──────── Data provided

PR #9, opened 2018-06-05
Add `organization` project

aknysh:
## what
* Add `organization` project

## why
* To easily create an AWS Organization from the master account

### DIFF
--- a/aws/organization/main.tf
+++ b/aws/organization/main.tf
@@ -1,0 +1,48 @@
+# NOTE: Organization can only be created from the master account
+# https://www.terraform.io/docs/providers/aws/r/organizations_organization.html
+
+terraform {
+  required_version = ">= 0.11.2"
+
+  backend "s3" {}
+}
+
+variable "aws_assume_role_arn" {
+  type = "string"
+}
+
+variable "organization_feature_set" {
+  type        = "string"
+  default     = "ALL"
+  description = "Specify `ALL` (default) or `CONSOLIDATED_BILLING`"
+}
+
+provider "aws" {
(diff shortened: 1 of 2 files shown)


osterman:
Help me understand how you will use this =)

aknysh:
* we want everything as code
* when we create a parent account in AWS, it does not have an organization - we need to create it
* we provision the org and all member accounts (`prod`, `staging`, `dev`) from TF instead of manually creating them from the console

So in the `root` `Dockerfile` we do:

```dockerfile
COPY --from=terraform-root-modules /aws/organization/ /conf/organization/
```

Although maybe we can move it to `root.xxxxx.xxx` because it will be used only in the `root`

osterman:
I'd like to move everything in `root.cloudposse.co` to this repo as well. I think everything should get copied from here.

osterman:
That said, how do you plan to use this for provisioning prod, dev, staging, etc. orgs? One project per org?

aknysh:
but the org is always only one.
it's metadata on top of the master account (root in our case).
`prod`, `staging`, `dev` are not orgs, they are member accounts.

1. We manually create the `parent/root` account from AWS console (no way to automate it)
2. From `root.xxxxx.xxx` `geodesic` shell we provision the org
3. From `root.xxxxx.xxx` `geodesic` shell we provision all member accounts (`prod`, `staging`, `dev`)

Member accounts can be organized into Organizational Units (OUs).
But Organization is always only one per parent (billing) account.

osterman:
Thanks! I was confused with `organization` vs `account`.

PR #10, opened 2018-06-08
Add projects from `root` stage. Add `account` project

aknysh:
## what
* Add projects (`dns` and `iam`) from `root` stage (and  eliminate dependencies of those projects on `terraform-account-metadata`)
* Add `accounts` project

## why
* Keep all reference architecture modules in one repo
* Provision member accounts (`prod`, `staging`, `dev`, `audit`) in an organization


aws/account/terraform.tfvars.example
```diff
@@ -0,0 +1,11 @@
+prod_account_name="prod"
+prod_account_email="info+prod@cloudposse.co"
+
+staging_account_name="staging"
```
osterman: I think we should maybe separate them into N files.

image

aws/dns/stages.tf
```diff
@@ -0,0 +1,22 @@
+resource "aws_route53_zone" "dns_zone" {
```
osterman: Why is this file called `stages.tf`?

aws/iam/audit.tf
```diff
@@ -0,0 +1,14 @@
...
+  description = "Audit account ID"
+}
+
+# Provision group access to audit account. Careful! Very few people, if any should have access to this account.
+module "organization_access_group_audit" {
+  source            = "git::https://github.com/cloudposse/terraform-aws-organization-access-group.git?ref=tags/0.1.2"
+  namespace         = "${var.namespace}"
+  stage             = "audit"
+  name              = "admin"
+  user_names        = ["erik", "andriy", "igor", "sarkis"]
```
osterman: Let's switch to email addresses. Move to `terraform.tfvars`

aws/iam/prod.tf
```diff
@@ -0,0 +1,14 @@
...
+  description = "Prod account ID"
+}
+
+# Provision group access to production account
+module "organization_access_group_prod" {
+  source            = "git::https://github.com/cloudposse/terraform-aws-organization-access-group.git?ref=tags/0.1.2"
+  namespace         = "${var.namespace}"
+  stage             = "prod"
+  name              = "admin"
+  user_names        = ["erik", "andriy", "igor", "sarkis"]
```
osterman: move to var file

aws/iam/root.tf
```diff
@@ -0,0 +1,9 @@
+# Provision group access to root account with MFA
+module "organization_access_group_root" {
+  source           = "git::https://github.com/cloudposse/terraform-aws-iam-assumed-roles.git?ref=tags/0.2.0"
+  namespace        = "${var.namespace}"
+  stage            = "root"
+  admin_name       = "admin"
+  readonly_name    = "readonly"
+  admin_user_names = ["erik", "andriy", "igor", "sarkis"]
```
osterman: move to var file

aws/dns/stages.tf
aknysh: the file will be copied into the stages (prod, staging, dev) in `Dockerfiles`.
the file is re-used.
not sure what to call it better.

aknysh: maybe just `dns`?

aws/account/audit.tf
```diff
@@ -0,0 +1,21 @@
+variable "audit_account_name" {
+  type        = "string"
+  description = "Audit account name"
+  default     = "audit"
+}
+
```
osterman: Thinking `account/` should be `accounts/`

aws/dns/stages.tf
osterman: Ok, I think perhaps we are overloading `dns/`. 

Thinking we should have `root-dns` and maybe `account-dns`

aws/account/main.tf
```diff
@@ -0,0 +1,27 @@
...
+
+variable "account_role_name" {
+  type        = "string"
+  description = "IAM role that Organizations automatically preconfigures in the new member account"
+  default     = "OrganizationAccountAccessRole"
+}
+
+variable "account_iam_user_access_to_billing" {
+  type        = "string"
+  description = "If set to ALLOW, the new account enables IAM users to access account billing information if they have the required permissions. If set to DENY, then only the root user of the new account can access account billing information"
```
osterman: Use markdown code? 
```
If set to `ALLOW`
```

aws/dns/stages.tf
osterman: (open to alternative names too... but i think we should create more folders rather than less)

osterman: A given folder should never serve 2 purposes.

────────────────

▸ What the task asks:
All lines with the word "repo" need to be copied from the data above.

▸ Completed task:
I'd like to move everything in `root.cloudposse.co` to this repo as well. I think everything should get copied from here.
* Keep all reference architecture modules in one repo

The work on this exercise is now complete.